Prior to her surgery, Frau Huber did have a number sense; but some individuals are born without it and are never able to acquire it. Another of Butterworth’s examples, whom he refers to as Charles, is a highly intelligent young man who earned a degree in psychology. But Charles has virtually no sense of numbers. Faced with simple arithmetic, his only recourse is to use his fingers. To perform any kind of calculation, he needs a calculator. The answer he gets means nothing to him. He is unable to tell which of two numbers is the larger. Forced to make such a comparison, he has to resort to counting to see which number he reaches first. If Charles is shown a collection of, say, three objects, he is unable to say how many there are, but must count them. When asked to add or subtract two numbers, he does so by counting on, but his performance is slow and erratic. In one test, he took eight seconds to add 8 and 6, and twelve seconds to subtract 2 from 6. He failed on 7 + 5 and on 9 + 4. Not surprisingly, it took Charles longer than usual to earn his degree.

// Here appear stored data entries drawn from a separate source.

PR #65, opened 2013-03-17
GPL copyright statements

dgreenhalgh:
in order to be protected under the GPL, we need to add a copyright statement to the top of every source file in our project. 
I've added three files to docs. 
copyright.txt is our general copyright statement, 
copyrightJava.txt is a version of the copyright statement formatted into a Java-style comment,
and copyrightXML.txt is a version of the copyright statement formatted into an XML-style comment.

I plan on adding these to the top of every existing file using sed, but it's up to you guys to add a copyright statement to the top of all files created after these are put into place.

Let me know if there are any changes that you'd like me to make before they're added to the top of every file because it could be a pain to update them.

### DIFF
--- a/SoundStream/src/com/lastcrusade/soundstream/components/ConnectFragment.java
+++ b/SoundStream/src/com/lastcrusade/soundstream/components/ConnectFragment.java
@@ -39,10 +39,14 @@ public class ConnectFragment extends SherlockFragment implements ITitleable{
     private BroadcastRegistrar broadcastRegistrar;
     private Button connectButton;
     
+    private ServiceLocator<MusicLibraryService> musicLibraryLocator;
+    
     @Override
     public void onCreate(Bundle savedInstanceState) {
         super.onCreate(savedInstanceState);
         registerReceivers();
+        
+        musicLibraryLocator = new ServiceLocator<MusicLibraryService>(this.getActivity(), MusicLibraryService.class, MusicLibraryServiceBinder.class);
 
     }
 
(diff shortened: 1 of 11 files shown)


docs/copyrightJava.txt
```diff
@@ -0,0 +1,18 @@
+/**
```
ejohnson44, line 1: Do we want this as a javadoc? Or just as a regular comment?

dgreenhalgh, line 1: Good call

dgreenhalgh:
Motherfucker. Alright so I only meant to add a change to that one line and I accidentally pushed a bunch of commits intended to cleanup (delete) our unused import statements.

So now there's a bit more code to review.

SoundStream/src/com/lastcrusade/soundstream/components/ConnectFragment.java
```diff
@@ -39,10 +39,14 @@
     private BroadcastRegistrar broadcastRegistrar;
     private Button connectButton;
     
+    private ServiceLocator<MusicLibraryService> musicLibraryLocator;
```
ejohnson44, line 42: I don't think this stuff is supposed to be here anymore - i think that was what @theJenix removed earlier today

theJenix, line 42: @ejohnson44 is correct..this was moved to CustomApp.  See the the "fan to host library" pull request.

reidbaker:
Feature branches :wink:

dgreenhalgh:
I used one, just messed it up

reidbaker:
Sorry my bad then. :thumbsup:

dgreenhalgh:
See pull request #73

Another highly intelligent individual having virtually no number sense is Julia. When Butterworth first examined her, she had completed a first university degree and was embarking on a postgraduate program. She could perform simple arithmetic only by using her fingers and was helpless when faced with numbers beyond the range of her hands. She had no sense of fractions or of the basic arithmetical properties—for example, she did not know that 3 × (2 + 5) is the same as (3 × 2) + (3 x 5). She was able to count 1, 2, 3, etc., but could not count in threes except by counting in ones and stressing every third number: one, two, three, four, five, six, seven,... Unlike Charles, however, she was able to compare two numbers to see which was the larger.
People like Charles and Julia suggest that number sense is not something that can be learned. Despite having the intelligence to earn college degrees, they were unable to acquire a sense of number. They could learn facts about numbers, but those facts had no meaning for them.